They pupil may appear white or have white spots. A white glow in the eye is often seen in photographs taken with a flash. Instead of the typical "red eye" from the flash, the pupil may appear white or distorted.
Other symptoms can include:
Crossed eyes
Double vision
Eyes that do not align
Eye pain and redness
Poor vision
Differing iris colors in each eye
If the cancer has spread, bone pain and other symptoms may occur.

Causes, incidence, and risk factors
Retinoblastoma is caused by a mutation in a gene controlling cell division, causing cells to grow out of control and become cancerous.

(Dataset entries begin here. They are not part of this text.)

PR #395, opened 2018-02-01
Added functionality for single input models

### LINKED ISSUE #285: Model containers should have a choice of running in batch or single-input mode
Currently, we expect all deployed models to be a function from a list of inputs to a list of outputs. This allows models the ability to do batching, but it makes the function signature of models more complicated. For simple models that want to operate on a single-input at a time, users have to remember to wrap the input in for-loop.

Instead, we should support deploying two types of models: batch and single-input. Batch models are still given the full available batch at once. Single-input models would be a function from a single input to a single output, and the RPC server embedded in the model container would call the model in a for-loop transparently to the user.

This should make the model deployment process simpler in many common cases.

amogkam:
Model containers now have a choice of running in batch mode or single input mode. If single input mode is chosen, the RPC server wraps the input in a for loop to allow for predictions on a single input at a time.

Fixes #285

### DIFF
--- a/clipper_admin/clipper_admin/clipper_admin.py
+++ b/clipper_admin/clipper_admin/clipper_admin.py
@@ -237,7 +237,8 @@ class ClipperConnection(object):
                                labels=None,
                                container_registry=None,
                                num_replicas=1,
-                               batch_size=-1):
+                               batch_size=-1,
+                               batch_mode=True):
         """Build a new model container Docker image with the provided data and deploy it as
         a model to Clipper.
 
@@ -282,10 +283,14 @@ class ClipperConnection(object):
             :py:meth:`clipper.ClipperConnection.set_num_replicas`.
         batch_size : int, optional
             The user-defined query batch size for the model. Replicas of the model will attempt
-            to process at most `batch_size` queries simultaneously. They may process smaller 
+            to process at most `batch_size` queries simultaneously. They may process smaller
             batches if `batch_size` queries are not immediately available.
             If the default value of -1 is used, Clipper will adaptively calculate the batch size for individual
             replicas of this model.
+        batch_mode : bool, optional
+            Specifies whether the model is a batch model or a single input model. If it is a single input model
+            (batch_mode is False), the RPC server embedded in the model calls the model in a for loop to allow the model to operate
+            on a single input at a time. By default, batch_mode is set to True.
         Raises
         ------
         :py:exc:`clipper.UnconnectedException`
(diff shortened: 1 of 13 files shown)


Corey-Zumar:
@dcrankshaw If we choose to support the single-input mode for all models, we'll have to make analogous RPC changes that affect the Java, C++, and C++ for R containers. However, if we limit single-input mode to deployer-friendly models, no changes to the RPC layer or the core system are required. In the case of R/Python-deployable functions, we can wrap the user-supplied function in a "for" loop and achieve the desired result. 

In my view, if users aren't using model deployers and are opting to write their own containers, we can reasonably require them to write their `predict` functions for the batch mode specification.

What are your thoughts?

dcrankshaw (changes requested):
This looks great. Can you write a test in `clipper_admin_tests.py` to test this? The test should deploy a model that takes a single input (as opposed to a list of inputs) and deploy it with `batch_mode=False` and then test to make sure we get correct predictions back.

dcrankshaw:
@Corey-Zumar I don't think that the overhead of modifying the C++ and Java RPC containers is very high. This is basically a 2 line code change in `rpc.py` that checks for the `CLIPPER_BATCH_MODE` environment variable and if it is present and set to false calls the user's predict function in a for loop.  I'm open to being persuaded, but this just seems like a pretty minor change.

Corey-Zumar:
@dcrankshaw It's a ~10 line change for each RPC system that will necessitate a separate integration test for all 4 RPC implementations. I would also argue that this implementation diminishes the abstraction between the RPC layer and the model's predict function. Where the model could previously treat `predict` as a black box from which to get outputs, it is now tasked with the responsibility of determining how `predict` operates.

Additionally, implementing this change at the container level means that the user is now responsible for knowing whether each model they are deploying is a "batch mode" or "single input" model, introducing additional overhead. In contrast, if the user deploys a "single input" prediction function using the wrapping method, a batch mode container will be built that can be used directly with `build_model` and `build_and_deploy_model`.

Ultimately, it seems much more straightforward to make a change consisting of ~20 total lines that targets the majority of use cases and does not require the user to keep track of additional metadata.

dcrankshaw:
Alright those are fair points. I'm now wondering if this feature even makes sense in the first place. Given how integral batching is to the system, perhaps it would be better to force developers to write their models to process a batch at a time. The ability to test models before they are deployed that will be added with #394 should help developers catch batch processing related errors before the model is deployed.

Corey-Zumar:
@dcrankshaw Agreed. If we can use pre-deployment function checking to guide the user towards a correct, batching-enabled solution, then this feature doesn't seem particularly useful.

dcrankshaw:
Alright I'm going to put this on hold. Sorry for wasting your time @amogkam, your implementation was great! This was totally my fault. We'll get you working on something cool.

amogkam:
@dcrankshaw No problem- this was a great way for me to get familiar with the codebase. I will talk to you on Friday for a new task.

In a little over half of the cases, this mutation develops in a child whose family has never had eye cancer.
Other times the mutation is present in several family members. If the mutation runs in the family, there is a 50% chance that an affected person's children will also have the mutation. They will therefore have a high risk of developing retinoblastoma themselves.
The cancer generally affects children under the age of 6. It is most commonly diagnosed in children aged 1 - 2 years.

Treatment
Treatment options depend on the size and location of the tumor.
•Small tumors may be treated by laser surgery or cryotherapy.
•Radiation is used for both local tumor and for larger tumors.
•Chemotherapy may be needed if the tumor has spread beyond the eye.
The eye may need to be removed (a procedure called enucleation) if the tumor does not respond to other treatments. In some cases, it may be the first treatment.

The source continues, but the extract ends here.